January 30th, 2007 at 10:48 am
I find the issue of adjuvant chemotherapy to be one fraught with quite a few questions. First and foremost; the choice of chemicals. If the tumor has been resected, how do you determine whether the particular chemicals will work?
Since I had my chemotherapy (carboplatin & alimta) first, then the lobectomy, there was no question of the applicability.
Second, the matter of age. I was 73 for the chemotherapy and altho’ I had what I consider minimal detrimental effects from the chemo, would not want to go thru it after the lobectomy, particularly for 18 weeks.

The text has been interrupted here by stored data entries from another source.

PR #1080, opened 2022-03-28
simplify list query data

snopoke:
The nested `list` element is unnecessary and makes parsing more complicated. Adding the `exclude` attribute on the `data` element also allows us to use it for other purposes.

This also adds support for the `excludes` attribute on value data elements:
```xml
<data key="external_id" ref="'abc'" exclude="instance('casedb')/casedb/case[@case_type='commcare-user'][hq_user_id=instance('commcaresession')/session/context/userid]/role = 'admin'" />
```

### DIFF
--- a/src/test/java/org/javarosa/test_utils/ReflectionUtils.java
+++ b/src/test/java/org/javarosa/test_utils/ReflectionUtils.java
@@ -6,7 +6,7 @@ import java.lang.reflect.Modifier;
 /**
  * ReflectionUtils is a collection of reflection-based utility methods for use in
  * unit testing scenarios.
- *
+ * <p>
  * Code adapter from org.springframework.test.util.ReflectionTestUtils
  */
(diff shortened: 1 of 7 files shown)


src/test/java/org/javarosa/test_utils/ReflectionUtils.java
```diff
@@ -0,0 +1,62 @@
+package org.javarosa.test_utils;
```
shubham1g5, line 1: you can probaby just do `org.javarosa.utils` as a package.

snopoke: Since that package already exists I think it makes sense to use it

shubham1g5: ahh didn't realise it already exists. makes sense.

PR #1082, opened 2022-03-30
Session navigation for Multi Select Case List 

shubham1g5:
- Adds support for [Multi Select Case Lists](https://github.com/dimagi/formplayer/wiki/Multi-Select-Case-Lists)

- Handles initialization for [Virtual Instances](https://github.com/dimagi/commcare-core/wiki/Virtual-Data-Instances)

https://github.com/dimagi/formplayer/pull/1109


src/cli/java/org/commcare/util/cli/ApplicationHost.java
```diff
@@ -149,7 +149,7 @@ public void advanceSessionWithEndpoint(String endpointId, String[] endpointArgs)
             if (s instanceof SyncScreen) {
                 try {
                     s.init(mSession);
-                    s.handleInputAndUpdateSession(mSession, "", false);
+                    s.handleInputAndUpdateSession(mSession, "", false, null);
```
shubham1g5, line 152: I am not very faimilar with CLI at this point, so I have parked a ticket instead - https://dimagi-dev.atlassian.net/browse/USH-1838 to get back to.

src/cli/java/org/commcare/util/screen/EntityScreen.java
```diff
@@ -192,8 +192,13 @@ public Subscreen getCurrentScreen() {
         return mCurrentScreen;
     }
 
+    protected String getReturnValueFromSelection(TreeReference contextRef) {
+        return getReturnValueFromSelection(contextRef, mNeededDatum, evalContext);
```
orangejenny, line 194: Pre-existing nitpick, but I wish this class were consistent about using the `m` prefix for class attributes.

src/cli/java/org/commcare/util/screen/MultiSelectEntityScreen.java
```diff
@@ -0,0 +1,84 @@
...
+            EntitiesSelectionCache entitiesSelectionCache)
+            throws CommCareSessionException, SQLException {
+        super(handleCaseIndex, full, session);
+        this.entitiesSelectionCache = entitiesSelectionCache;
+        processSelectedValues(selectedValues, session);
+    }
+
+    private void processSelectedValues(String[] selectedValues, SessionWrapper session)
+            throws SQLException, CommCareSessionException {
+        if (selectedValues != null) {
```
orangejenny, line 56: So if all values are to be unselected, this function would get an empty array passed in?

src/cli/java/org/commcare/util/screen/MultiSelectEntityScreen.java
```diff
@@ -0,0 +1,84 @@
...
+
+            String[] evaluatedValues = new String[selectedValues.length];
+            for (int i = 0; i < selectedValues.length; i++) {
+                TreeReference currentReference = getEntityReference(selectedValues[i]);
+                if (currentReference == null) {
```
orangejenny, line 60: Would it be worth gathering up all erroring entities instead of stopping on the first one?

src/cli/java/org/commcare/util/screen/MultiSelectEntityScreen.java
```diff
@@ -0,0 +1,84 @@
...
+
+    @Override
+    protected void setSession(SessionWrapper session) throws CommCareSessionException {
+        super.setSession(session);
+        maxSelectValue = ((MultiSelectEntityDatum)mNeededDatum).getMaxSelectValue();
+    }
+
+    @Override
+    public void setHighlightedEntity(String id) throws CommCareSessionException {
+        String[] cachedSelction = entitiesSelectionCache.read(id);
```
orangejenny: `cachedSelction` => `cachedSelection`

src/cli/java/org/commcare/util/screen/EntityScreen.java
```diff
@@ -127,7 +126,7 @@ public void init(SessionWrapper session) throws CommCareSessionException {
             evalContext.addFunctionHandler(new ScreenUtils.HereDummyFunc(-23.56, -46.66));
 
             if (mNeededDatum.isAutoSelectEnabled() && references.size() == 1) {
-                this.setHighlightedEntity(references.firstElement());
+                this.setSelectedEntity(references.firstElement());
```
orangejenny, line 129: Nice naming change.

src/cli/java/org/commcare/util/screen/MultiSelectEntityScreen.java
```diff
@@ -0,0 +1,97 @@
...
+    }
+
+    public void setSelectedEntities(String input, String[] selectedValues)
+            throws CommCareSessionException {
+        if (input.contentEquals(USE_SELECTED_VALUES)) {
+            try {
+                processSelectedValues(selectedValues);
+            } catch (SQLException throwables) {
+                throw new CommCareSessionException(
+                        "An error occurred tryign to process selections on this screen. " +
```
orangejenny, line 40:
```suggestion
                        "An error occurred trying to process selections on this screen. " +
```

src/cli/java/org/commcare/util/screen/MultiSelectEntityScreen.java
```diff
@@ -11,30 +11,49 @@
...
+                                " If this error persists please report a bug to CommCareHQ.", throwables);
+            }
+        } else {
+            String[] cachedSelction = entitiesSelectionCache.read(input);
```
orangejenny, line 44: `cachedSelction` => `cachedSelection`

src/cli/java/org/commcare/util/screen/MultiSelectEntityScreen.java
```diff
@@ -16,7 +16,7 @@
  */
 public class MultiSelectEntityScreen extends EntityScreen {
 
-    private static final CharSequence USE_SELECTED_VALUES = "use_selected_values";
+    public static final CharSequence USE_SELECTED_VALUES = "use_selected_values";
```
orangejenny, line 19: Why does this need to be public? Looks like it's only referenced within this class.

orangejenny (approved):

src/cli/java/org/commcare/util/screen/MultiSelectEntityScreen.java
shubham1g5: I am confused, can we navigate forward on Entity Screen with all values unselected ? I was supposing that can't happen.

src/cli/java/org/commcare/util/screen/MultiSelectEntityScreen.java
shubham1g5: I could not think of a compelling reason to do so, I think just the single entity should be sufficient in order to point out what's wrong to a developer. For users, Showing all those entities can be overwhelming and cluttery when there are more of those present.

src/cli/java/org/commcare/util/screen/MultiSelectEntityScreen.java
```diff
@@ -0,0 +1,84 @@
...
+                                    " If this error persists please report a bug to CommCareHQ.");
+                }
+
+                evaluatedValues[i] = getReturnValueFromSelection(currentReference);
+            }
+
+
+            String guid = PropertyUtils.genGUID(10);
+            entitiesSelectionCache.cache(guid, evaluatedValues);
+            session.setDatum(STATE_MULTIPLE_DATUM_VAL, mNeededDatum.getDataId(), guid);
```
snopoke: shouldn't this happen in `updateSession`?

src/cli/java/org/commcare/util/screen/MultiSelectEntityScreen.java
orangejenny: oh, no, you're right - I was narrowly focused on the code and not thinking about the context

src/cli/java/org/commcare/util/screen/MultiSelectEntityScreen.java
orangejenny: sounds good

src/cli/java/org/commcare/util/screen/MultiSelectEntityScreen.java
```diff
@@ -0,0 +1,97 @@
...
+                if (currentReference == null) {
+                    throw new CommCareSessionException(
+                            "Could not select case " + selectedValues[i] + " on this screen. " +
+                                    " If this error persists please report a bug to CommCareHQ.");
+                }
+                evaluatedValues[i] = getReturnValueFromSelection(currentReference);
+            }
+
+            String guid = PropertyUtils.genGUID(10);
+            entitiesSelectionCache.cache(guid, evaluatedValues);
```
snopoke, line 69: when does this get cleared?

src/cli/java/org/commcare/util/screen/EntityListSubscreen.java
```diff
@@ -235,22 +238,31 @@ public boolean handleInputAndUpdateHost(String input, EntityScreen host, boolean
...
 
+    private void updateSelectedEntities(EntityScreen host, String input, String[] selectedValues)
+            throws CommCareSessionException {
+        if (host instanceof MultiSelectEntityScreen) {
+            ((MultiSelectEntityScreen)host).setSelectedEntities(input, selectedValues);
+        } else {
+            host.setSelectedEntity(input);
+            // Set entity screen to show detail and redraw
+            host.setCurrentScreenToDetail();
+        }
```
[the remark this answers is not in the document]
shubham1g5: I thought of that but didn't want to expose `selectedValues` in `EntityScreen` when it will only ever be used in `MultiSelectEntityScreen`.

src/cli/java/org/commcare/util/screen/EntityScreen.java
```diff
@@ -117,31 +115,35 @@ public void init(SessionWrapper session) throws CommCareSessionException {
 
         if (full || references.size() == 1) {
             referenceMap = new Hashtable<>();
-            EntityDatum needed = (EntityDatum) session.getNeededDatum();
-            for(TreeReference reference: references) {
-                referenceMap.put(getReturnValueFromSelection(reference, needed, evalContext), reference);
+            EntityDatum needed = (EntityDatum)session.getNeededDatum();
+            for (TreeReference reference : references) {
+                referenceMap.put(getReturnValueFromSelection(reference, needed, evalContext),
+                        reference);
```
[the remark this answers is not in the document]
shubham1g5: The line limit was bumped recenty from 100 to 115, so there are some inconsistencies in this PR regarding that.

src/cli/java/org/commcare/util/screen/MultiSelectEntityScreen.java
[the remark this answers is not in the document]
shubham1g5: No particular reason other than the variable was auto-created by IntelliJ based on it's usage in `String.contentEquals(CharSequence cs)`. Though I think using `String` and `CharSequence` is synonymous for this statement.

src/cli/java/org/commcare/util/screen/MultiSelectEntityScreen.java
```diff
@@ -0,0 +1,84 @@
...
+            throws SQLException, CommCareSessionException {
+        if (selectedValues != null) {
+
+            String[] evaluatedValues = new String[selectedValues.length];
+            for (int i = 0; i < selectedValues.length; i++) {
+                TreeReference currentReference = getEntityReference(selectedValues[i]);
+                if (currentReference == null) {
+                    throw new CommCareSessionException(
+                            "Could not select case " + selectedValues[i] + " on this screen. " +
+                                    " If this error persists please report a bug to CommCareHQ.");
```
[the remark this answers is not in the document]
shubham1g5: yes.

src/cli/java/org/commcare/util/screen/MultiSelectEntityScreen.java
shubham1g5: Ahh good point, I didn't think about it. I will look into it now.

shubham1g5:
@snopoke Noted your point regrading formatting changes. I did do a PR separately to remove some of the formatting changes from [PR diff](https://github.com/dimagi/formplayer/pull/1110) for Formplayer. I can do more of that going forward. Curious if you think that be a good strategy ? That would not remove the formatting changes from individual commits but the PR diff should be more conscise. Also these changes should become insignificant as we have more code correctly formatted with time though do agree they are a pain for now.

src/cli/java/org/commcare/util/screen/EntityListSubscreen.java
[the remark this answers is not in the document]
snopoke: I think not having this logic in the sub screen would be of more benefit.

snopoke:
> @snopoke Noted your point regrading formatting changes. I did do a PR separately to remove some of the formatting changes from [PR diff](https://github.com/dimagi/formplayer/pull/1110) for Formplayer. I can do more of that going forward. Curious if you think that be a good strategy ? That would not remove the formatting changes from individual commits but the PR diff should be more conscise. Also these changes should become insignificant as we have more code correctly formatted with time though do agree they are a pain for now.

I don't mind if the formatting changes are in the same PR, just not the same commits as functional changes. Do you have autoformatting configured in your IDE? If so I would suggest turning off.

shubham1g5:
@snopoke Cool I will do that. I see there is an option in IntelliJ to reformat only the selected code. So I will switch to that instead. Thanks!

src/cli/java/org/commcare/util/screen/MultiSelectEntityScreen.java
```diff
@@ -0,0 +1,119 @@
...
+            } else {
+                String[] cachedSelection = entitiesSelectionCache.read(input);
+                if (cachedSelection == null) {
+                    throw new CommCareSessionException(
+                            "Could not make selection with reference id " + input + " on this screen. " +
+                                    " If this error persists please report a bug to CommCareHQ.");
+                }
+                storageReferenceId = input;
+            }
+        } catch (SQLException throwables) {
```
snopoke, line 61: is this exception still relevant with the move to PostgreSQL?

snopoke (commented):
Looking good

src/main/java/org/commcare/core/process/CommCareInstanceInitializer.java
```diff
@@ -89,10 +90,35 @@ public InstanceRoot generateRoot(ExternalDataInstance instance) {
...
+        throw new RuntimeException(
+                "Instances with reference to 'selected_cases' are not supported on this platform");
+    }
+
+    @Nullable
+    protected String getGuidForSelectedCasesInstance(ExternalDataInstance instance) {
+        for (StackFrameStep step : session.getFrame().getSteps()) {
+            if (step.getId().equals(instance.getInstanceId()) && step.getType().equals(
+                    SessionFrame.STATE_MULTIPLE_DATUM_VAL)) {
+                return step.getValue();
```
snopoke, line 116: I was just looking at this code again and realised we're taking a different approach with storing this instance than we are with the results instance from query datums (where we put the instance source directly into the step).

I'm curious if we couldn't use the same mechanism for this?

shubham1g5: Hmm Good point, I didn't think about it until now and think we could use the same mechanism without any downsides. Although it seems like the wiring around that is pretty specific to `ExternalDataInstance` and `ExternalDataInstanceSource`. So we probably will need to make `VirtualDataInstance` an implementation of `ExternalDataInstance` and make a new type of `ExternalDataInstanceSource` which is more DB based rather than HTTP based.

snopoke: Yes that's all true but I think it's better design for the long run. I don't think it's necessary to do immediately but I expect we'd need to then do it for the 'case search input' work.

shubham1g5: yeah that makes sense. Since I am on PTO soon I will hold it off for now and we can revisit it next sprint and see whether to include it with case search input or multi-select work.

src/cli/java/org/commcare/util/cli/ApplicationHost.java
```diff
@@ -309,7 +309,7 @@ private boolean loopSession() throws IOException {
                         }
                     }
 
-                    screenIsRedrawing = !s.handleInputAndUpdateSession(mSession, input, false);
+                    screenIsRedrawing = !s.handleInputAndUpdateSession(mSession, input, false, null);
```
shubham1g5, line 312: @stephherbers this is the place where I anticipate changes for the multi-select referrals (You will need to work on top off this branch), I think we need to check here if we are on the `MultiSelectEntityScreen`. If yes, do following - 
 - Devise a strategy on how to take multiple cases as input from user from command prompts (probably ask user to enter all case ids at once in a tokenised string). Form a `selectedValues[]` with the user input
 - Check if we are on a `MultiSelectEntityScreen` and passing the input as `selectedValues[]` to the `handleInputAndUpdateSession` call.
 - print the `guid` corresponding to the saved `selectedValues[]` back on command prompt for user reference. 
 
 I have never ran CLI before myself so I might be slightly off in specifics of how it works but hopefully should not be far off from the general idea. Let me know if you have any questions and I would be happy to collab as well.

src/main/java/org/commcare/core/process/CommCareInstanceInitializer.java
shubham1g5: @snopoke I think I have time this week to do this work though it seems like you have already started on 'case search input' work on FP which also touches this area. You have any suggestions on how to best manage the interlap between the two. I can start on it today and probably PR by tomorrow EOD but if you wanna take it with 'case search input' work that's also fine with me.

snopoke: @shubham1g5 I haven't gotten to that point yet. I'm currently just working on making it possible to have an entry with a post request work. So it should be fine for you to go ahead.

src/main/java/org/commcare/core/interfaces/VirtualDataInstanceCache.java
```diff
@@ -0,0 +1,20 @@
...
+
+import java.sql.SQLException;
+import java.util.UUID;
+
+import javax.annotation.Nullable;
+
+/**
+ * Read and write operations for entity selections made on a mult-select Entity Screen
+ */
+public interface VirtualDataInstanceCache {
```
snopoke, line 13: how about renaming this to `VirtualDataInstanceStorage` since it is a primary store and not a cache?

ctsims: Agreed. I think 'cache' sets the wrong expectation for how this is used.

src/main/java/org/commcare/core/interfaces/VirtualDataInstanceCache.java
```diff
@@ -0,0 +1,20 @@
...
+
+    UUID write(VirtualDataInstance dataInstance);
```
ctsims, line 15: Is there a specific reason why we anchor on UUID objects here in particular?

For better or worse, we are fairly consistent in the other parts of the app in simply keying on strings that happen to be uuid's, and I'm worried about mixing the datatypes resulting in a sprawling set of implicit casts.

src/cli/java/org/commcare/util/screen/MultiSelectEntityScreen.java
```diff
@@ -0,0 +1,117 @@
...
+    public void updateSelection(String input, @Nullable String[] selectedValues) throws CommCareSessionException {
+        setSelectedEntities(input, selectedValues);
+    }
+
+    private void setSelectedEntities(String input, @Nullable String[] selectedValues)
+            throws CommCareSessionException {
+        if (input.contentEquals(USE_SELECTED_VALUES)) {
+            processSelectedValues(selectedValues);
+        } else {
+            UUID inputId = UUID.fromString(input);
```
ctsims, line 53: I'm fairly confused about what this clause and the `USE_SELECTED_VALUES` structure does exactly It might be worth refactoring into separate methods whcih more clearly articulate why the same call path has very different behaviors.

src/main/java/org/commcare/core/process/CommCareInstanceInitializer.java
ctsims: Strongly agree with Simon that these two mechanisms seem very similar in structure and requirements and that it would be great to see the caching and loading unified. 

I think there's still some question in my mind about schema management expectations. Since we're defining the structure of these virtual docs, I think we'll want quite clear documentation about what the different kinds of virtual docs consist of, and we'll want to confirm whether we are going to provide versioning or graceful back/forwards compatibility with the types of changes we expect.

ctsims (commented):
One thing I want to be mindful of with this PR:

We are making a pretty big addition / change to the engine processing, but the exact usage specs (document schemas, uri reference patterns, session lifecycle descriptions, etc) aren't linked in the PR. I think it would be helpful for those specs and approaches available on the PR, both to facilitate review (and ensure design review) and so that we have a clear trail later about the scheme that this was **intended** to implement

src/main/java/org/commcare/core/interfaces/VirtualDataInstanceCache.java
shubham1g5: This has been carried forward from the actual [postgres model](https://github.com/dimagi/formplayer/blob/multiSelectList/src/main/java/org/commcare/formplayer/db/migration/V23__init_virtual_data_instance.java#L13) itself. Are you suggesting that we do a type conversion before writing to the Postgres or change the datatype in db itself ?

src/cli/java/org/commcare/util/screen/MultiSelectEntityScreen.java
shubham1g5: will do, there are some details on this behaviour [here](https://github.com/dimagi/formplayer/wiki/Multi-Select-Case-Lists#http-lifecycle-bw-web-apps-and-formplayer)

src/main/java/org/commcare/core/interfaces/VirtualDataInstanceCache.java
shubham1g5: Implemented in the other PR to avoid conflicts - https://github.com/dimagi/commcare-core/pull/1109/commits/5ebe896802bc4a4b0e7e3b4edcaf5d5b8d8c566b

src/main/java/org/commcare/core/process/CommCareInstanceInitializer.java
shubham1g5: >  we'll want to confirm whether we are going to provide versioning or graceful back/forwards compatibility

That's a good point, I would assume that we need to be backward compatible here in general. Possibly a good idea to add versions to the virtual docs right away to facilitiate smoother migrations in future ?

Corresponding changes are in https://github.com/dimagi/commcare-core/pull/1109

src/main/java/org/commcare/core/interfaces/VirtualDataInstanceCache.java
ctsims: My inclination would be to change datatype itself and just key with a unique indexed string to stay consistent with other GUID indexes in the system. 

It's less efficient, for sure, than a proper DB UUID but I think the odds of us running into an issue with having a mix of string represented UUID's and typed UUID's are pretty high. It might be an interesting experiment to try to use strongly typed UUID's here to see if we can start shifting, but it would be a bad outcome if we only saw the edges late enough that we ended up casting UUID's <-> Strings

shubham1g5: https://github.com/dimagi/commcare-core/pull/1109/commits/e888ecf7e6afe5285d7be8d84d725c691c47462f and https://github.com/dimagi/formplayer/pull/1139/commits/1f3c5b392be59fa69aca53391dfdb56e73a95b44

shubham1g5:
@ctsims @snopoke FYI that I have added a wiki page on Virtual Instances [here](https://github.com/dimagi/commcare-core/wiki/Virtual-Data-Instances), let me know if you have suggestions on any specific pointers that we should add there.

snopoke:
> @ctsims @snopoke FYI that I have added a wiki page on Virtual Instances [here](https://github.com/dimagi/commcare-core/wiki/Virtual-Data-Instances), let me know if you have suggestions on any specific pointers that we should add there.

Thanks @shubham1g5, generally looks good. Adding comments here since you can't comment on the wiki:

* `selected_cases`: I still think this should be `selected-cases` to be consistent with other instances where a dash is used instead of an `_` (maybe too late to change now?)

* typo:
```diff
- <instance id="search-input" src="jr://instance/search_input"/>
+ <instance id="search-input" src="jr://instance/search-input"/>
```
* is this page referenced anywhere else? I think it should at least be referenced in the query datum docs: https://github.com/dimagi/commcare-core/wiki/Suite20#query-datum (and in the 'instance-datum' docs when we put those up).

src/main/java/org/javarosa/core/model/instance/ExternalDataInstance.java
```diff
@@ -23,17 +23,21 @@
  * @author ctsims
  */
 public class ExternalDataInstance extends DataInstance {
-    private String reference;
 
+    public static final String JR_SESSION_REFERENCE = "jr://instance/session";
+    public static final String JR_CASE_DB_REFERENCE = "jr://instance/casedb";
+    public static final String JR_LEDGER_DB_REFERENCE = "jr://instance/ledgerdb";
+    public static final String JR_SEARCH_INPUT_REFERENCE = "jr://instance/search_input";
```
snopoke, line 30:
```suggestion
    public static final String JR_SEARCH_INPUT_REFERENCE = "jr://instance/search-input";
```
This got changed from a '-' to an '_' here: https://github.com/dimagi/commcare-core/commit/b1d80eed3e07dd8f5f2e039dcef493d6b43a9b26#diff-c023914dd76eddfd2ac9ce91bd463205b5258e85f05dffbc1826fa0548c32fd8R23

shubham1g5:
>  I still think this should be selected-cases to be consistent with other instances where a dash is used instead of an _ (maybe too late to change now?)

Sounds good, I have changes the instance src to dashed in wiki and [code](https://github.com/dimagi/commcare-core/pull/1082/commits/3b44e986b4afb08ca3bbb12b20f6fa1a2eb34f4e). @orangejenny we would need to change the instance connector `src` on HQ as well from `jr://instance/selected_cases ` to `jr://instance/selected-cases `

> is this page referenced anywhere else? I think it should at least be referenced in the query datum docs: https://github.com/dimagi/commcare-core/wiki/Suite20#query-datum (and in the 'instance-datum' docs when we put those up).

Added that to the [query datum](https://github.com/dimagi/commcare-core/wiki/Suite20#query-datum) and [multi-select wiki ](https://github.com/dimagi/formplayer/wiki/Multi-Select-Case-Lists#selected-cases-instance)

shubham1g5:
By the way, it seems like we also already call the usual external data instance as 'virtual' data instance atleast in [one place](https://github.com/dimagi/commcare-core/wiki/Performance:-Virtual-Instances).  So the terminology is still a bit confusing here. There is also a potential change we can make where we can store the external instance like case search results instance in the `virtual_data_instance` table. And if we think about CommCare Session instance, it's also actually formed based on user inputs. That is to say I don't think there is a meaningful distinction here that `virtual` keyword is making and how about we just call these all external data instances and change the terminology in code accordingly as well.

ctsims:
Hi Shubham,

Just reviewing some of the docs and I'm still coming away with a couple of questions about lifecycle management and how the new virtual instances are injected.

I didn't see how the [search-input](https://github.com/dimagi/commcare-core/wiki/Virtual-Data-Instances#search-input-instance) or [selected-cases](https://github.com/dimagi/commcare-core/wiki/Virtual-Data-Instances#selected-cases-instance) instances delineate **which** user input their virtual schema should connect to. 

If the current design is that the session populates at most one of these, and that there's no way to correlate it with a specific sessions step, I think that's going to cause problems sooner rather than later. We fairly regularly need to perform multiple operations of the same type in a single session, so I think the connector needs a way to refer to a specific selection.

I'm not sure if I've mentioned this but I also ahve lingering concerns about the anchoring on `selected-cases` v. `selected-entities` since entity lists are used to select items from fixtures, organization trees, etc. As far as I can tell, the selection output would be valid for any vector list, is there a reason we're restricting the name to cases?

snopoke:
> I didn't see how the [search-input](https://github.com/dimagi/commcare-core/wiki/Virtual-Data-Instances#search-input-instance) or [selected-cases](https://github.com/dimagi/commcare-core/wiki/Virtual-Data-Instances#selected-cases-instance) instances delineate **which** user input their virtual schema should connect to.
> 
> If the current design is that the session populates at most one of these, and that there's no way to correlate it with a specific sessions step, I think that's going to cause problems sooner rather than later. We fairly regularly need to perform multiple operations of the same type in a single session, so I think the connector needs a way to refer to a specific selection.

This has been an ongoing discussion. For this use case the instance ID matches the datum ID of the `instance-datum`.

For another use case where we are adding an instance for query prompt data (https://github.com/dimagi/commcare-core/pull/1112) it's less clear what the instance ID should be since queries don't have an ID so to speak. The query result data creates an instance with the ID specified in the `storage-instance` attribute. We could also use that as a base for the user input instance and append a qualifier e.g. `results-user-input`.

The naming is also a bit uncertain, should it be `search-input`, `user-input`, `query-prompts`, `query-data`?

shubham1g5:
Thanks @ctsims for inputs,  made a few changes in response - 

1. Renamed the existing virtual instance wiki as [external data instance](https://github.com/dimagi/commcare-core/wiki/Performance:-External-Data-Instances) to avoid the confusion
2. Added small info in the new [virtual instance wiki](https://github.com/dimagi/commcare-core/wiki/Virtual-Data-Instances) around it's lifecycle being tied to a specific stack frame step in the session. Let me know if this still looks incomplete and needs more detail around the same. 
3. [Renamed instance](https://github.com/dimagi/commcare-core/pull/1082/commits/7f4dd703e67b19302dc2abe4dc38ff3e68feabe7) as 'selected-entities'. It only changes the instance reference to `jr://instance/selected-entities` and not the instance id itself. Instance id is connected to the `instance-datum` id and I guess it's fine for that to be `selected-cases` in correspondence with the normal `case_id` datum we have for single select case lists.

ctsims:
@snopoke 

> This has been an ongoing discussion. For this use case the instance ID matches the datum ID of the instance-datum.

If this is the case, I think we should be differentiating the root instance type in the src URI, IE:

`jr://instance/selected-entitites/<datum-id>`

the ID of the instance in the connector (ie: `<instance id="<instance id>" src=""`) is intended to be exclusively part of the application's definition, not part of the platform's definition, so we should avoid restricting what values can go into it. 

> For another use case where we are adding an instance for query prompt data (https://github.com/dimagi/commcare-core/pull/1112) it's less clear what the instance ID should be since queries don't have an ID so to speak.

Query data is still part of an individual step, right? I'd presume the ID of the session step would be the easiest to anchor on.

ctsims:
> Thanks @ctsims for inputs, made a few changes in response -
> 
> 1. Renamed the existing virtual instance wiki as [external data instance](https://github.com/dimagi/commcare-core/wiki/Performance:-External-Data-Instances) to avoid the confusion

That's perfect, thanks! 

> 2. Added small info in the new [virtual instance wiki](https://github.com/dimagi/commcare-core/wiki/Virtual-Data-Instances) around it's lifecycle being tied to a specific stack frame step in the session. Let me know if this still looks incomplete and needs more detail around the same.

I was originally diagnosed IV, later re-staged to IIB.
Cheers,
Geo
January 30th, 2007 at 11:46 am
Dr West:
Concerning the results of adjuvant chemotherapy for early stage NSCLC, I see that there seems to be a benefit for the adjuvant chemotherapy arm over the observation arm in terms of survival over 5 years.
I was wondering however about other “markers” of benefits for the adjuvant chemotherapy that may be more meaningful to older patients.
For example, a patient may be more interested in learning about the effects of adjuvant chemotherapy in his “quality of life” or in his “recurrence-free survival”. Survival over 5 years may include plenty of pain & side effects from the treatment may make it less attractive to elderly patients.
Is this something that oncologist look at when designing the clinical trials? In particular,
does any of the trials mentioned in your post look into the “recurrence-free survival” or other markers of therapeutic benefit besides survival at 5 years?
Thanks again for your time & effort.
Carlos O.
January 30th, 2007 at 5:05 pm
First, it’s good to hear again from you, George. I hope you’re recovering well.
For both of you, we recognize that even “well tolerated” chemo is a challenge for the majority of patients, and it’s a relative term. It’s one of the reasons we would really like to better refine our understanding of who is really going to be cured with surgery alone and who needs more treatment. We don’t want anyone to get side effect-laden treatment that doesn’t need it, but right now we can’t identify the “at risk” population beyond stage, and we overtreat plenty of patients in order to cure another 5-15% beyond what surgery can do alone.
The issue of whether chemo should be administered before or after surgery remains an open question, except that there is more evidence on post-operative chemo, so that’s the current standard approach. However, there are trials looking at that very question, primarily because of the idea that it may be easier for patients to receive challenging treatment before rather than after major lung surgery.
Finally, there is certainly interest in quality of life and toxicity issues, but those tend to be the next questions we ask after clarifying whether a treatment improves survival or not. Since we only recently reached any kind of consensus that chemo after surgery really can improve survival, those other questions have taken a back seat, but we’ll see more of a focus on these issues in the future. One limitation is that quality of life analyses take time and money that sponsors often aren’t inclined to spend. Often, a signficant subset of patients on the trials don’t want to bother completing them either. This isn’t to say that quality of life isn’t an important consideration to patients and docs, but often in the curative setting it’s a situation of trading short-term quality of life for a potential long-term survival benefit. This isn’t that different from lung surgery itself. People don’t do it so they’ll feel better the next day, but rather as an investment to potential become a long-term survivor.